Sue Thomas posted this question under Talking Points in our Creative Nonfiction module today:
I came across this very interesting website http://dailyroutines.typepad.com/ which prompted me to ask – what is your daily routine? Do you have one? Do you wish you had? What works for you?

I found this website fascinating. One thing that struck me particularly was how few writers write for more than three or four hours a day. Another was how many of them write in the morning. I am also a morning person. Sometimes, I jump out of bed with a huge sense of urgency at 3, 4, 5 or 6 and head straight to my computer. If I do start writing then and if nothing else actively demands my attention (I am very good at procrastinating about things that should be done but aren’t actually shouting at me), then I can write or design projects easily until 11 or 12 am.

Usually, though, I have a much more disciplined routine which results in far less writing! This is because I’m married. Because I currently work and study from home and my husband has to travel to work, all the housework and catering falls to me. His necessary routine dictates mine. We rise at 7 (if I’m not already up) and I must have a cooked breakfast on the table by 8am at the latest so that he can be at work by 9. I usually fit in some housework and about 45 minutes of exercise between 7 and 9 as well. I am much more regular about exercise if I do it in the morning. If I miss, sometimes I can persuade myself to get on the stepper in front of the TV in the evening, but I have to talk to myself sternly to make myself do this!

From 9 I’m back at the computer and work through until 12 or 12.30, when I break for lunch for an hour (in which time I’ll do some laundry and possibly get onto the stepper in front of the TV if I missed it in the morning).

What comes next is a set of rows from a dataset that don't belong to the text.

PR #485, opened 2024-06-17
DLPX-91396 All emails generated by specific cron job, are redirected to the user SMTP.

prakashsurya:
<details open>

Emails generated by "cron" are being sent externally via SMTP.

</details>

<details open>

Disable "nullmailer" service, so it doesn't send email's externally.

</details>

### DIFF
--- a/files/common/var/lib/delphix-platform/ansible/10-delphix-platform/roles/delphix-platform/tasks/main.yml
+++ b/files/common/var/lib/delphix-platform/ansible/10-delphix-platform/roles/delphix-platform/tasks/main.yml
@@ -705,12 +705,3 @@
     block: |
       # Set default umask value.
       umask 027
-
-- file:
-    src: /bin/true
-    dest: /usr/lib/nullmailer/true
-    state: link
-
-- copy:
-    dest: "/etc/nullmailer/remotes"
-    content: "localhost true"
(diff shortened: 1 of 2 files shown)


files/common/var/lib/delphix-platform/ansible/10-delphix-platform/roles/delphix-platform/tasks/main.yml
```diff
@@ -705,3 +705,14 @@
     block: |
       # Set default umask value.
       umask 027
+
+- file:
+    src: /bin/true
+    dest: /usr/lib/nullmailer/true
+    owner: foo
+    group: foo
```
sebroy: Should this be an actual user/group?

prakashsurya: shoot, I removed it, then editor crashed and didn't notice that.. let me remove it again :p

prakashsurya:
Got this idea from: https://github.com/bruceg/nullmailer/issues/64

prakashsurya:
Actually, looks like I might be able to just disable the service, which seems like a cleaner solution to me; updated the PR to reflect that.

david-mendez1 (approved):

sebroy:
Sounds good. It might also be worth looking into the cron configuration. Since we know sending email should never happen, cron may also have a configuration to suppress email. I think CRONDARGS can be set so that cron sends output to syslog instead of email?

sebroy (approved):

Then at 13:00 or 13:30 back to the computer until 6.30 pm. I often have a concentration slump somewhere between 2 and 4pm, so I might read online news, answer emails, browse websites or even watch TV then. At 6.30 I start preparing dinner to serve at 7pm (I don’t do fancy cooking!). By 8pm I’ll finish clearing up, laying the breakfast table and preparing my husband’s work lunch for the following day. Then it’s time for any collaboration with him on online projects or domestic issues, or if we don’t have anything pressing, we’ll both return to our computers until 10pm (well, we always say 10pm, but inevitably end up only getting into bed by 11 or later because he’s a night owl).

I deal with household admin and finances – property, banking, insurance, investment issues, etc. for at least an hour a day. Most of this is online or call centre work which I dislike intensely, and some letter-writing, and it usually goes better if I do it in the morning, but I often leave it until late in the afternoon.

Unfortunately, I don’t function well on less than 8 hours’ sleep, or if I get to bed any later than 11pm. I would so love to be one who could manage on 6 hours!

Sometimes, when I’m deeply engaged in a project or piece of writing, none of the above applies. I’ve been known to spend 12 to 18 hours solid at my computer, only drinking or eating when my other half realizes that I’m shrivelling up and brings me something.

So, that’s my reality, which doesn’t really work for me. One possible improved schedule would be:

06:00 Yoga, self-care, planning
07:00 Light breakfast; read
07.30 Write, study
11:00 Online chores
12:00 Lunch (main meal); read or walk
13:00 Write, study, work
17:00 Housework, dinner prep with music
18:00 Walk or read
19:00 Light dinner and clearing up with music
20:00 Read, play games, collaborate, dance, singing, drawing or music practice
09:00 Prep for sleep
09:30 Read in bed
10:15 Sleep

Seems so simple…. why is it so hard to make this happen regularly?

One answer: Csikszentmihalyi talks of the “activation energy” needed to transition into activities that produce flow, and of the dangers of the lure of passive activities like TV that require very little activation energy. TV is a big problem for me because it’s easier than all the other things. If I could, I would throw it out, but hubby won’t hear of it. Although, recently, I’m glad to report, I’ve been so interested in what I’m learning and doing on the course that I’ve been watching a lot less.

I’d be happy to hear what routines others have or have tried in the past, and especially what motivates you to stick to them.